Each record is to be reproduced verbatim.

Dataset entries:
■ ■ ■ ■
PR #7608, opened 2018-09-25
Support custom thumbnails for image entries

abrararshad:
This adds support for image entries to have custom thumbnails and changes are made accordingly when fetching media metadata or calling thumbnail service.

Changes are tested with external storage enabled and disabled. It is working in both cases. 
However, in case of external storage enabled and once the file is exported, on the KMC content tab, thumbnails for image entries disappear because the URLs become like this "http://xxxxx.cloudfront.net/content/entry/data/0/0/0_j8y8fxw8_100002.jpg/bgcolor/F7F7F7/type/2". I couldn't look into this as KMC is in flash

Thanks

### DIFF
--- a/alpha/apps/kaltura/lib/batch2/bcdl/kBusinessConvertDL.php
+++ b/alpha/apps/kaltura/lib/batch2/bcdl/kBusinessConvertDL.php
@@ -300,15 +300,15 @@ class kBusinessConvertDL
 			$thumbAsset->addTags(array(thumbParams::TAG_DEFAULT_THUMB));
 			$thumbAsset->save();
 			KalturaLog::info("Setting entry [". $thumbAsset->getEntryId() ."] default ThumbAsset to [". $thumbAsset->getId() ."]");
+
+			$entry->setThumbnail(".jpg");
+			$entry->setCreateThumb(false, $thumbAsset);
+			$entry->save();
+
+			$thumbSyncKey = $thumbAsset->getSyncKey(thumbAsset::FILE_SYNC_FLAVOR_ASSET_SUB_TYPE_ASSET);
+			$entrySyncKey = $entry->getSyncKey(entry::FILE_SYNC_ENTRY_SUB_TYPE_THUMB);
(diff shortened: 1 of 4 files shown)


alpha/lib/model/entry.php
```diff
@@ -760,15 +760,24 @@ public function getDataUrl( $version = NULL )
 		}
 		else if ($media_type == self::ENTRY_MEDIA_TYPE_IMAGE  )
 		{
-			$width = self::DEFAULT_IMAGE_WIDTH;
-			$height = self::DEFAULT_IMAGE_HEIGHT;
+			$dataKey = $this->getSyncKey(self::ENTRY_MEDIA_SOURCE_FILE);
```
abrararshad: getDataUrl() should try to return the actual data file not thumbnail just like videos. If can't get the file then fall back to the thumbnail

alpha/lib/model/entry.php
```diff
@@ -760,15 +760,24 @@ public function getDataUrl( $version = NULL )
...
+			$file_sync = kFileSyncUtils::getReadyExternalFileSyncForKey($dataKey);
+			if($file_sync)
+			{
+				$url =  $file_sync->getExternalUrl($this->getId());
```
abrararshad: getDataUrl() should try to return the actual data file not thumbnail just like videos. If can't get the file then fall back to the thumbnail

alpha/apps/kaltura/lib/batch2/bcdl/kBusinessConvertDL.php
```diff
@@ -300,15 +300,15 @@ public static function setAsDefaultThumbAsset($thumbAsset)
 			$thumbAsset->addTags(array(thumbParams::TAG_DEFAULT_THUMB));
 			$thumbAsset->save();
 			KalturaLog::info("Setting entry [". $thumbAsset->getEntryId() ."] default ThumbAsset to [". $thumbAsset->getId() ."]");
-		}
 
-		$entry->setThumbnail(".jpg");
```
abrararshad: If the thumbnail is already a `default` one, the code starting from this line was being executed and adding more similar entries into file_sync table. So moved it up under the IF statement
■ ■ ■ ■
● **Written answer**:
PR #7608, opened 2018-09-25
Support custom thumbnails for image entries

abrararshad:
This adds support for image entries to have custom thumbnails and changes are made accordingly when fetching media metadata or calling thumbnail service.

Changes are tested with external storage enabled and disabled. It is working in both cases. 
However, in case of external storage enabled and once the file is exported, on the KMC content tab, thumbnails for image entries disappear because the URLs become like this "http://xxxxx.cloudfront.net/content/entry/data/0/0/0_j8y8fxw8_100002.jpg/bgcolor/F7F7F7/type/2". I couldn't look into this as KMC is in flash

Thanks

### DIFF
--- a/alpha/apps/kaltura/lib/batch2/bcdl/kBusinessConvertDL.php
+++ b/alpha/apps/kaltura/lib/batch2/bcdl/kBusinessConvertDL.php
@@ -300,15 +300,15 @@ class kBusinessConvertDL
 			$thumbAsset->addTags(array(thumbParams::TAG_DEFAULT_THUMB));
 			$thumbAsset->save();
 			KalturaLog::info("Setting entry [". $thumbAsset->getEntryId() ."] default ThumbAsset to [". $thumbAsset->getId() ."]");
+
+			$entry->setThumbnail(".jpg");
+			$entry->setCreateThumb(false, $thumbAsset);
+			$entry->save();
+
+			$thumbSyncKey = $thumbAsset->getSyncKey(thumbAsset::FILE_SYNC_FLAVOR_ASSET_SUB_TYPE_ASSET);
+			$entrySyncKey = $entry->getSyncKey(entry::FILE_SYNC_ENTRY_SUB_TYPE_THUMB);
(diff shortened: 1 of 4 files shown)


alpha/lib/model/entry.php
```diff
@@ -760,15 +760,24 @@ public function getDataUrl( $version = NULL )
 		}
 		else if ($media_type == self::ENTRY_MEDIA_TYPE_IMAGE  )
 		{
-			$width = self::DEFAULT_IMAGE_WIDTH;
-			$height = self::DEFAULT_IMAGE_HEIGHT;
+			$dataKey = $this->getSyncKey(self::ENTRY_MEDIA_SOURCE_FILE);
```
abrararshad: getDataUrl() should try to return the actual data file not thumbnail just like videos. If can't get the file then fall back to the thumbnail

alpha/lib/model/entry.php
```diff
@@ -760,15 +760,24 @@ public function getDataUrl( $version = NULL )
...
+			$file_sync = kFileSyncUtils::getReadyExternalFileSyncForKey($dataKey);
+			if($file_sync)
+			{
+				$url =  $file_sync->getExternalUrl($this->getId());
```
abrararshad: getDataUrl() should try to return the actual data file not thumbnail just like videos. If can't get the file then fall back to the thumbnail

alpha/apps/kaltura/lib/batch2/bcdl/kBusinessConvertDL.php
```diff
@@ -300,15 +300,15 @@ public static function setAsDefaultThumbAsset($thumbAsset)
 			$thumbAsset->addTags(array(thumbParams::TAG_DEFAULT_THUMB));
 			$thumbAsset->save();
 			KalturaLog::info("Setting entry [". $thumbAsset->getEntryId() ."] default ThumbAsset to [". $thumbAsset->getId() ."]");
-		}
 
-		$entry->setThumbnail(".jpg");
```
abrararshad: If the thumbnail is already a `default` one, the code starting from this line was being executed and adding more similar entries into file_sync table. So moved it up under the IF statement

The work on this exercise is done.